Andrew, ever find someone who could install my rears?


----------



## [email protected] (Aug 22, 2006)

.:Hinrichs:. said:


> Andrew, ever find someone who could install my rears?


 yessir, I'll pm you his email address and let you guys saus it out. :thumbup::beer:


----------



## .Ant (Jun 7, 2011)

[email protected] said:


> frame notch and possible tie rod notch... that's about it!

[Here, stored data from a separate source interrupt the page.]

PR #6588, opened 2021-09-13
Add support for `order.data` field and migrate `pledgeCurrency` and `pledgeAmount` to `order.data`

SudharakaP:
Related to https://github.com/opencollective/opencollective/issues/4607

Related Front-End PR: https://github.com/opencollective/opencollective-frontend/pull/6865

### DIFF
--- a/server/graphql/v1/mutations/orders.js
+++ b/server/graphql/v1/mutations/orders.js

 Dont forget about the subframe too!


----------



## .:Hinrichs:. (Apr 26, 2010)

.Ant said:


> Dont forget about the subframe too!


 Not always needed, on my old gli all I needed was a frame notch to lay out :thumbup:


----------



## [email protected] (Aug 22, 2006)

.Ant said:


> Dont forget about the subframe too!


 true! 

some cars need it, some don't. I'm convinced my MkIV laid out so easily due to the subframe being 'broken in' from driving low on coils. I was laying out with just a passenger side frame notch. :beer:


----------



## Chaoz (May 30, 2008)

.:Hinrichs:. said:


> Indeed I do :beer::beer:


 well good looks like youll be helpin me install these jimmy time to break in your new garage lol:thumbup:


----------



## Chaoz (May 30, 2008)

[email protected] said:


> Depends on the look you're going for. When you come down, I'll show you the Mk3 and you can see how we did everything. There are so many different ways to mount/assemble things.
> 
> 
> 
> :beer::beer:


 good **** bro im tryin to look around and find some trunk setups that i like i just dont know how or what way is best to run the lines lol:facepalm:


----------



## .:Hinrichs:. (Apr 26, 2010)

Chaoz said:


> well good looks like youll be helpin me install these jimmy time to break in your new garage lol:thumbup:





Chaoz said:


> good **** bro im tryin to look around and find some trunk setups that i like i just dont know how or what way is best to run the lines lol:facepalm:


 sounds good, I can help out with laying stuff out once you get your tank and stuff in, easier to vizualize that way 

just need to move my tools still but ill be setup soon enough, good thing is the garage is heated :thumbup:


----------



## Chaoz (May 30, 2008)

.:Hinrichs:. said:


> sounds good, I can help out with laying stuff out once you get your tank and stuff in, easier to vizualize that way
> 
> just need to move my tools still but ill be setup soon enough, good thing is the garage is heated :thumbup:


 haha yes ill bring the beer. how long you think it will take? i can clear like and entire saturday:thumbup: im just super stoked and i hate to have and wait for the money lol do you have any suggestion for the gauge setup? and where the switchbox should go. i want them both to look very clean and kinda hidden..


----------



## [email protected] (Feb 19, 2010)

Just to clarify, *Bag Riders* is the ONLY company of offer a complete plug and play analog kit. 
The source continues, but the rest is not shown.